The council did not reference any specific instances of discrimination during their discussions of the new ordinance. When asked if the ordinance was in response to any specific incidents involving discrimination, Perry said, “No, as far as I’m aware, there were not problems.”
Instead, the ordinance was more so adopted to promote community and welcome everyone from all walks of life to Crafton. “Crafton is a community where all are welcome, regardless of your background,” said Saba.
As to the equal opportunity board, when and how members will be added to the newly created board remains to be decided. “We just passed the ordinance, so we’re going to have to figure that all out,” said Perry.
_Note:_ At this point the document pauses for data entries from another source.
PR #540, opened 2021-05-13
add Gasm.yml

JaseNZC:
This has Scene's from a lot of major sites.
I have put the studio from where the scene has come from if you prefer the studio to be GASM just change it :-)

### DIFF
--- a/scrapers/GASM.yml
+++ b/scrapers/GASM.yml
@@ -1,0 +1,22 @@
+name: GASM
+sceneByURL:
+  - action: scrapeXPath
+    url:
+      - gasm.com
+    scraper: sceneScraper
+xPathScrapers:
+  sceneScraper:
+    scene:
+      Title:
+        selector: //div[@class="gqText"]/span[@class="gqTitle" and 2]
+      Performers:
+        Name: //div[@class="gqOwner"]/a
+      Tags:
+        Name: //div[@class="content tag"]/a
+      Details:
+        selector: //span[@class="gqDescription"]
+      Image: //meta[@property="og:image"]/@content
+      Studio:
+        Name:
+          selector: //span[@class="gqOwner"]//a
+# Last Updated May 13, 2021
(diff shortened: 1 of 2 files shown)


scrapers/GASM.yml
```diff
@@ -0,0 +1,22 @@
...
+sceneByURL:
+  - action: scrapeXPath
+    url:
+      - gasm.com
+    scraper: sceneScraper
+xPathScrapers:
+  sceneScraper:
+    scene:
+      Title:
+        selector: //div[@class="gqText"]/span[@class="gqTitle" and 2]
```
bnkai, line 11: What is the `and 2` supposed to do? Afaik it will always be true?

scrapers/GASM.yml
```diff
@@ -0,0 +1,22 @@
...
+      Performers:
+        Name: //div[@class="gqOwner"]/a
+      Tags:
+        Name: //div[@class="content tag"]/a
+      Details:
+        selector: //span[@class="gqDescription"]
```
bnkai, line 17: In scenes where the scene is part of a movie we get a Part of .... at the start of the description, eg `https://www.gasm.com/post/details/20936` `https://www.gasm.com/post/details/21234`
Using
```yaml
      Details:
        selector: //span[@class="gqDescription"]/text()
        concat: "\n\n"
        postProcess:
          - replace:
              - regex: '^Part\sof\s*\n+'
                with:
      Movies:
        Name: //span[@class="gqDescription"]/a[@class="gqTitle"]
```
looks better imo.

scrapers/GASM.yml
JaseNZC: Nothing it does nothing and I don't even know why its there, I was working on something else so might have transposed it maybe lol.

scrapers/GASM.yml
JaseNZC: Good point on the movie have added it in :-)

PR #543, opened 2021-05-14
fix encoding, set lang

astringa1234:


bnkai:
Can you add the `lang` part as an extra argument to the script?
By default it should be `en` unless the arg is set to `fr` for example
The user should then be able to just uncomment/edit the .yaml file to his liking

astringa1234:
As the website is in french, and the English version is just a (bad) translation, doesn't it make sense to keep the default to french?
I'll add the argument to the script

bnkai:
> As the website is in french, and the English version is just a (bad) translation, doesn't it make sense to keep the default to french?
> I'll add the argument to the script

The original scraper was already in english as i would guess most of the users would expect.
If an english version exists it should be prefered imo, the same goes with the JAV stuff for example. Given that the english translations are not that good should we include the japanese by default?

astringa1234:
How can I pass an argument?

Tried adding this, but seems it does not work

```
    script:
              - python3
              - JacquieEtMichelTV.py 
              - lang=fr
```

bnkai:
I woud do something like this
```yaml
name: JacquieEtMicaelTV
sceneByFragment:
    action: script
    script:
      - python
      - JacquieEtMichelTV.py
sceneByURL:
  - url:
     - jacquieetmicheltv.net
    action: script
    script:
      - python
      - JacquieEtMichelTV.py
      #- fr # uncomment if you want to use the french description
# Last Updated May 20, 2021
```
and
```python
import base64
import datetime
import json
import string
import sys
from urllib.parse import urlparse
# extra modules below need to be installed
import cloudscraper
from lxml import html

lang = 'en'

def log(*s):
    print(*s, file=sys.stderr)
    ret_null = {}
    print(json.dumps(ret_null))
    sys.exit(1)


def strip_end(text, suffix):
    if suffix and text.endswith(suffix):
        return text[:-len(suffix)]
    return text

if len(sys.argv) > 1:
        if sys.argv[1] == 'fr':
            lang = 'fr'


frag = json.loads(sys.stdin.read())
if not frag['url']:
    log('No URL entered.')

url = frag["url"]
scraper = cloudscraper.create_scraper()
try:
    cookies = {'lang': lang}
    scraped = scraper.get(url, cookies=cookies)
except:
    log("scrape error")

if scraped.status_code >= 400:
    log('HTTP Error: %s' % scraped.status_code)

tree = html.fromstring(scraped.text)

title = tree.xpath("//h1/text()")[0]
date = tree.xpath("//span[@class='publication']/text()")[0]
details = tree.xpath("//div[@class='video-description']/p")[0]
tags = tree.xpath("//span[@class='categories']/a/strong/text()")
imgurl = tree.xpath("//video[@id='video-player']/@poster")[0]
img = scraper.get(imgurl).content
b64img = base64.b64encode(img)
datauri = "data:image/jpeg;base64,"

if lang == 'fr':
    date = datetime.datetime.strptime(date, "%d/%m/%Y").strftime("%Y-%m-%d")
else:
    # en
    date = datetime.datetime.strptime(date, "%m/%d/%Y").strftime("%Y-%m-%d")

ret = {
    'title': title,
    'tags': [{
        'name': strip_end(x, ', ')
    } for x in tags],
    'date': date,
    'details': details.text_content(),
    'image': datauri + b64img.decode('utf-8'),
    'studio': {
        'name': 'Jacquie Et Michel TV'
    },
}

print(json.dumps(ret))
#Last Updated May 20, 2021
```

That way any user that wants the `fr` text can just uncomment a line
Note: If you want the fr texts make sure to use a url that doesnt have the `/en/` part.

astringa1234:
Ok so it seems that I need to set the parameter under sceneByFragment, and not sceneByURL

I'm using the button "scrape with.." next to "save" and "delete". Is this the correct way?

bnkai:
I updated the above yml file, you can uncomment in both sections.

astringa1234:
Should be good now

Traditionally, Perry explained, members of newly created boards are appointed by the council and not elected through a democratic process.
She also expects that no members of the current council will serve simultaneously on the equal opportunity board.
“This is essentially the same ordinance that we’ve been reviewing now for many months,” said Solicitor Steve Korbel at the council’s Oct. 26 regular meeting prior to the council approval to advertise. “The only change was around the penalty provision that we discussed a couple meetings ago, that’s the only change that’s been made.”
Originally, the council proposed the ordinance to include a provision that would allow the newly created equal opportunity board to levy fines if they found someone to be in violation of the borough’s nondiscrimination policy.
While municipalities that have adopted similar ordinances in the past allow for their boards to issue fines, Korbel informed the board that the fine aspect of the ordinance isn’t mandatory and could be written out.
“This is a good piece of work,” said President Phillip Levasseur, congratulating the council for its efforts.